Give back the data below exactly, with every line kept the same.
*****
PR #49, opened 2024-04-04
XIVY-11980 allow editing variables

ivy-lgi:
allow-variable-edit

### DIFF
--- a/packages/new-editor/src/components/editor/variables/detail/Variable.tsx
+++ b/packages/new-editor/src/components/editor/variables/detail/Variable.tsx
@@ -1,11 +1,16 @@
 import { Fieldset, Input, Message, SimpleSelect, Textarea } from '@axonivy/ui-components';
+import { getVariable } from '../../../../data/data';
+import type { TreePath } from '../../../../types/config';
 import { metadataOptions, type Variable } from '../../data/Variable';
 
 type VariableProps = {
-  variable?: Variable;
+  variables: Array<Variable>;
+  variablePath: TreePath;
+  setVariables: (variables: Array<Variable>) => void;
 };
 
-export const VariableDetail = ({ variable }: VariableProps) => {
+export const VariableDetail = ({ variables, variablePath, setVariables }: VariableProps) => {
+  const variable = getVariable(variables, variablePath);
   if (!variable) {
     return <Message>Select a variable to edit.</Message>;
   }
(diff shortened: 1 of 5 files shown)


packages/new-editor/src/components/editor/variables/detail/Variable.tsx
```diff
@@ -1,34 +1,49 @@
...
+    const newVariables = structuredClone(variables);
+    getVariable(newVariables, variablePath)![key] = value;
+    setVariables(newVariables);
+  };
+
   return (
     <>
       <Fieldset label='Name'>
-        <Input value={variable.name} />
+        <Input value={variable.name} onChange={event => handleVariableAttributeChange('name', event.target.value)} />
```
ivy-lgi, line 30: Refactoring the attribute name in the interface `Variable` will not change the string that is used to identify which attribute to change. TypeScript will however still show an error afterwards. Any way to make this work without having to create a function for each attribute?

packages/new-editor/src/components/editor/variables/detail/Variable.tsx
```diff
@@ -1,34 +1,49 @@
...
   if (!variable) {
     return <Message>Select a variable to edit.</Message>;
   }
 
   const selectedMetadataOption = metadataOptions.find(option => option.value === variable.metadata);
   const doesNotHaveChildren = variable.children.length == 0;
 
+  const handleVariableAttributeChange = (key: keyof Variable, value: any) => {
+    const newVariables = structuredClone(variables);
+    getVariable(newVariables, variablePath)![key] = value;
```
ivy-lli, line 23: better check the variable is available instead of just do `!`.

packages/new-editor/src/components/editor/variables/detail/Variable.tsx
```diff
@@ -1,34 +1,49 @@
...
+export const VariableDetail = ({ variables, variablePath, setVariables }: VariableProps) => {
+  const variable = getVariable(variables, variablePath);
   if (!variable) {
     return <Message>Select a variable to edit.</Message>;
   }
 
   const selectedMetadataOption = metadataOptions.find(option => option.value === variable.metadata);
   const doesNotHaveChildren = variable.children.length == 0;
 
+  const handleVariableAttributeChange = (key: keyof Variable, value: any) => {
```
ivy-lli, line 21: make it generic instead of just do any:
`const handleVariableAttributeChange = <TKey extends keyof Variable>(key: TKey, value: Variable[TKey]) => {`

https://www.typescriptlang.org/play?ssl=6&ssc=109&pln=6&pc=3#code/ATAuE8AcFNgNQIYCcCWCBGAbWBeYBvAKBBADsEBbaALmAGdRVSBzAbmJIBNo6BjVSKBQB7UrQZM2HAL4cOvUQ2AALBKU7ZEqDNgCCoRinQBXUNADCqlrmAAeACoBpaOGDQAHmfV1gAaxfCAGbwyGhY0AB8ABT+4LROLgA0wABuCJjGNCHa4QDaCeAAugCUwDgRBLIcVhrQWmF6BqgmZpZqzNBRAETkVF3JAIwATADMxaxAA

packages/new-editor/src/components/editor/variables/detail/Variable.tsx
ivy-lli: Not sure what you mean here

ivy-lli (approved):

weissreto (approved):
🔎👍

packages/new-editor/src/components/editor/variables/detail/Variable.tsx
ivy-lgi: The attribute to be updated is identified by a string (the name of the attribute). If I refactor the name of the attribute, this string does not change. I would like this string to update as well with the refactor.

refactoring-issue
*****
- _PROBLEM SOLUTION_
PR #49, opened 2024-04-04
XIVY-11980 allow editing variables

ivy-lgi:
allow-variable-edit

### DIFF
--- a/packages/new-editor/src/components/editor/variables/detail/Variable.tsx
+++ b/packages/new-editor/src/components/editor/variables/detail/Variable.tsx
@@ -1,11 +1,16 @@
 import { Fieldset, Input, Message, SimpleSelect, Textarea } from '@axonivy/ui-components';
+import { getVariable } from '../../../../data/data';
+import type { TreePath } from '../../../../types/config';
 import { metadataOptions, type Variable } from '../../data/Variable';
 
 type VariableProps = {
-  variable?: Variable;
+  variables: Array<Variable>;
+  variablePath: TreePath;
+  setVariables: (variables: Array<Variable>) => void;
 };
 
-export const VariableDetail = ({ variable }: VariableProps) => {
+export const VariableDetail = ({ variables, variablePath, setVariables }: VariableProps) => {
+  const variable = getVariable(variables, variablePath);
   if (!variable) {
     return <Message>Select a variable to edit.</Message>;
   }
(diff shortened: 1 of 5 files shown)


packages/new-editor/src/components/editor/variables/detail/Variable.tsx
```diff
@@ -1,34 +1,49 @@
...
+    const newVariables = structuredClone(variables);
+    getVariable(newVariables, variablePath)![key] = value;
+    setVariables(newVariables);
+  };
+
   return (
     <>
       <Fieldset label='Name'>
-        <Input value={variable.name} />
+        <Input value={variable.name} onChange={event => handleVariableAttributeChange('name', event.target.value)} />
```
ivy-lgi, line 30: Refactoring the attribute name in the interface `Variable` will not change the string that is used to identify which attribute to change. TypeScript will however still show an error afterwards. Any way to make this work without having to create a function for each attribute?

packages/new-editor/src/components/editor/variables/detail/Variable.tsx
```diff
@@ -1,34 +1,49 @@
...
   if (!variable) {
     return <Message>Select a variable to edit.</Message>;
   }
 
   const selectedMetadataOption = metadataOptions.find(option => option.value === variable.metadata);
   const doesNotHaveChildren = variable.children.length == 0;
 
+  const handleVariableAttributeChange = (key: keyof Variable, value: any) => {
+    const newVariables = structuredClone(variables);
+    getVariable(newVariables, variablePath)![key] = value;
```
ivy-lli, line 23: better check the variable is available instead of just do `!`.

packages/new-editor/src/components/editor/variables/detail/Variable.tsx
```diff
@@ -1,34 +1,49 @@
...
+export const VariableDetail = ({ variables, variablePath, setVariables }: VariableProps) => {
+  const variable = getVariable(variables, variablePath);
   if (!variable) {
     return <Message>Select a variable to edit.</Message>;
   }
 
   const selectedMetadataOption = metadataOptions.find(option => option.value === variable.metadata);
   const doesNotHaveChildren = variable.children.length == 0;
 
+  const handleVariableAttributeChange = (key: keyof Variable, value: any) => {
```
ivy-lli, line 21: make it generic instead of just do any:
`const handleVariableAttributeChange = <TKey extends keyof Variable>(key: TKey, value: Variable[TKey]) => {`

https://www.typescriptlang.org/play?ssl=6&ssc=109&pln=6&pc=3#code/ATAuE8AcFNgNQIYCcCWCBGAbWBeYBvAKBBADsEBbaALmAGdRVSBzAbmJIBNo6BjVSKBQB7UrQZM2HAL4cOvUQ2AALBKU7ZEqDNgCCoRinQBXUNADCqlrmAAeACoBpaOGDQAHmfV1gAaxfCAGbwyGhY0AB8ABT+4LROLgA0wABuCJjGNCHa4QDaCeAAugCUwDgRBLIcVhrQWmF6BqgmZpZqzNBRAETkVF3JAIwATADMxaxAA

packages/new-editor/src/components/editor/variables/detail/Variable.tsx
ivy-lli: Not sure what you mean here

ivy-lli (approved):

weissreto (approved):
🔎👍

packages/new-editor/src/components/editor/variables/detail/Variable.tsx
ivy-lgi: The attribute to be updated is identified by a string (the name of the attribute). If I refactor the name of the attribute, this string does not change. I would like this string to update as well with the refactor.

refactoring-issue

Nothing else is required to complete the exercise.